Issue #1364, opened 2018-01-04
text-decoration underline is misplaced


FDIM:
### Bug reports:

http://jsfiddle.net/8rjbyqgj/

As you can see in jsfiddle, links that have a `text-decoration: underline` rule renders with a line above it

### Specifications:

 * html2canvas version tested with: 1.0.0-alpha-8
 * Browser & version: chrome 63 & IE 11
 * Operating system: Windows 7

niklasvh:
Related: https://github.com/niklasvh/html2canvas/pull/1292

FDIM:
So I've looked at the values before rectangle / line is rendered and if I set baseline to 0, it renders correctly (or close enough).
https://github.com/niklasvh/html2canvas/blob/b7c7464c5f19404959ea169046c5fd1b1ac357ed/src/renderer/CanvasRenderer.js#L253

I am not certain about details, but could the fix be `Math.round(text.bounds.top + baseline)` ? bounds.height was 19 and baseline value was 17 in my case

eKoopmans:
Hey @FDIM, thanks for finding the problem, you're right that 0c8d38d ended up causing the very error it was meant to fix. I explained a bit more [here](https://github.com/niklasvh/html2canvas/pull/1292#issuecomment-360700136).

edguz2408:
I recently started using the last version of HTML2Canvas which should include the fix described above, however I kept getting a misplaced underline when I used text-decoration: underline just like it's mentioned at the beginning of this thread, I managed to fix the issue by modifying Math.round(text.bounds.top + text.bounds.height - baseline) to Math.round(text.bounds.top + text.bounds.height) in CanvasRenderer.js file

Issue #1363, opened 2018-01-04
version is logged to console


FDIM:
https://github.com/niklasvh/html2canvas/blob/b7c7464c5f19404959ea169046c5fd1b1ac357ed/src/index.js#L38

could the above line use the logger and not console directly? 

I can submit a PR if you'd like to :)

mc-suchecki:
I was thinking about PR to that, when I saw your issue I decided to do it. 👍

niklasvh:
Fixed with https://github.com/niklasvh/html2canvas/commit/da2794f7f773e9f4a18f6b00ba5129988610e81a

PR #1394, opened 2018-01-15
Bugfix for underline position and console log

FDIM:
I've removed unnecessary console log that logs version (even incorrectly) at runtime and fixed position of link underline. The latter can be reproduced in examples/demo2.html

I've changed logger a bit as well, so that it would use console directly and not via window. Tests did not pass otherwise and complained that window is undefined.

Fixes for #1364 and #1363

### DIFF
--- a/src/Logger.js
+++ b/src/Logger.js
@@ -18,11 +18,13 @@ export default class Logger {
 
     // eslint-disable-next-line flowtype/no-weak-types
     log(...args: any) {
-        if (this.enabled && window.console && window.console.log) {
+        // eslint-disable-next-line no-console
+        if (this.enabled && typeof console !== undefined && console.log) {
             Function.prototype.bind
-                .call(window.console.log, window.console)
+                // eslint-disable-next-line no-console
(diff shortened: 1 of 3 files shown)


FDIM:
```
15 01 2018 20:30:37.775:ERROR [launcher]: Cannot start Chrome
	[4687:4687:0115/203037.649789:FATAL:setuid_sandbox_host.cc(157)] The SUID sandbox helper binary was found, but is not configured correctly. Rather than run without sandboxing I'm aborting now. You need to make sure that /opt/google/chrome/chrome-sandbox is owned by root and has mode 4755.
```

Tests are passing locally for me on windows machine in chrome and firefox

eKoopmans:
Hi @FDIM, you may want to submit the two pieces (underline and console) as separate PRs. You're right that the underline fix was causing problems, thanks for catching it - I've submitted a PR to revert that change.

FDIM:
@eKoopmans I've opened another PR with changes related to console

========

Scan the records for the word "submit", and copy each line where it is found.

I can submit a PR if you'd like to :)
Hi @FDIM, you may want to submit the two pieces (underline and console) as separate PRs. You're right that the underline fix was causing problems, thanks for catching it - I've submitted a PR to revert that change.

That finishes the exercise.